Exercise goal: Report how many lines in the listing below include the string "removed", and write nothing more.

Dataset records:
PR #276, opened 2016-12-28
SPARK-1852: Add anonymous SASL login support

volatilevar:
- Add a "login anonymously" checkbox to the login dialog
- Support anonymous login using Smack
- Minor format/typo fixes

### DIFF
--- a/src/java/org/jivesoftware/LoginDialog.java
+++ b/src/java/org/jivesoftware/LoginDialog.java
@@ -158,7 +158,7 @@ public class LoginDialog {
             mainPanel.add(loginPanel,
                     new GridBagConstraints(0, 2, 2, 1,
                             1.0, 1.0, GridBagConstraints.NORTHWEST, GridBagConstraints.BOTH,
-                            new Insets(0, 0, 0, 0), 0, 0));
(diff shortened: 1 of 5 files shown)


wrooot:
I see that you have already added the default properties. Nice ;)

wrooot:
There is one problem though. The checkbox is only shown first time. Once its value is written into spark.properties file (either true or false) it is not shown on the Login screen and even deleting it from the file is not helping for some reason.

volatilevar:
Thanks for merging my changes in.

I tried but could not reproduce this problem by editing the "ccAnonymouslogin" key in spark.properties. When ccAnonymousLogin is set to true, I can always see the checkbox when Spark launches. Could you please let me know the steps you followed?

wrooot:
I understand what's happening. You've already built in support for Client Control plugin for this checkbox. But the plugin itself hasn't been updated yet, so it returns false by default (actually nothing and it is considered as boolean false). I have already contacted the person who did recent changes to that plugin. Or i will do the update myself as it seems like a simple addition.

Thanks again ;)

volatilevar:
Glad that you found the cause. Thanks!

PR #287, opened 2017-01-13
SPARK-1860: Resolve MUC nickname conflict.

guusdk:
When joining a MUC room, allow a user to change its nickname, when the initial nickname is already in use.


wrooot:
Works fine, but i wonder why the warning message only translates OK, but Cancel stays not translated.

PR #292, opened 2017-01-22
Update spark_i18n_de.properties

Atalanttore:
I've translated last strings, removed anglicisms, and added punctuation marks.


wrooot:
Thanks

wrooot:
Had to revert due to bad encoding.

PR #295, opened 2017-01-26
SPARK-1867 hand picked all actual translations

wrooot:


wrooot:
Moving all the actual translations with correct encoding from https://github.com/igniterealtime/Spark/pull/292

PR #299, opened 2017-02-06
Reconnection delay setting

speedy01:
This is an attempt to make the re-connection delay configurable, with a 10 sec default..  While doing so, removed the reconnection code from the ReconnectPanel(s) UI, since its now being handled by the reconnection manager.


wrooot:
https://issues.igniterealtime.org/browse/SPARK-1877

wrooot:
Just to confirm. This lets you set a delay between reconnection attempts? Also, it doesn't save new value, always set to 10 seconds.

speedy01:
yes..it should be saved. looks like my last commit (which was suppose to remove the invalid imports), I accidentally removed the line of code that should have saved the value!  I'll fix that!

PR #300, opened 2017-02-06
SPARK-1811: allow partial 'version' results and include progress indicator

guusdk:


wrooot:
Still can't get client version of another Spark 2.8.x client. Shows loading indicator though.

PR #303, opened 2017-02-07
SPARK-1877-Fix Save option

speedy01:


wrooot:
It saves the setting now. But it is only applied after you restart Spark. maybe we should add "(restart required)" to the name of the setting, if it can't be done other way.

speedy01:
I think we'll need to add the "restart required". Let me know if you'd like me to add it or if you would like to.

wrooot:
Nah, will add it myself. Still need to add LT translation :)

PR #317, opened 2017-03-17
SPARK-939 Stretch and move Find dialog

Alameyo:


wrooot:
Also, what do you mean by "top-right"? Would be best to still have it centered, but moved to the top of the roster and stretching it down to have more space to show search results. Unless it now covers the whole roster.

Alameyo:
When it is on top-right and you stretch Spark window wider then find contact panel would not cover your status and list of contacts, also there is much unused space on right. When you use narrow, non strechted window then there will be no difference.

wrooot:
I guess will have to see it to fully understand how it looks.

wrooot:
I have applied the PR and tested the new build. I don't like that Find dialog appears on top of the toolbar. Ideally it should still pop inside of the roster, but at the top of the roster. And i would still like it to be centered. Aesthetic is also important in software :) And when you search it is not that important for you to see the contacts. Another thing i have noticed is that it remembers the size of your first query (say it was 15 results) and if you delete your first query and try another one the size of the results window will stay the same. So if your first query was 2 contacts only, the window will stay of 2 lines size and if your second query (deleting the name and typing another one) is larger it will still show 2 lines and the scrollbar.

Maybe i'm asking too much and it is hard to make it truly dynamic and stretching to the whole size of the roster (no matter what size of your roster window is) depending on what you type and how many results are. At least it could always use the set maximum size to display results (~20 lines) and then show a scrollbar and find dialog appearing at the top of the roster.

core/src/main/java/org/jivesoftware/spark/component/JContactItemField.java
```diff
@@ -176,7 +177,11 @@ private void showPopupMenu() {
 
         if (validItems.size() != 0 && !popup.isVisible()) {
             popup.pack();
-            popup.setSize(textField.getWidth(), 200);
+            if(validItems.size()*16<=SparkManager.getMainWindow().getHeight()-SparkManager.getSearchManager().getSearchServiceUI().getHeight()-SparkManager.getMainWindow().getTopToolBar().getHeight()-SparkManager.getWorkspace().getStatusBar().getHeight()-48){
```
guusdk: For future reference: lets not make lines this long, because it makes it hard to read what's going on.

Completed exercise: 3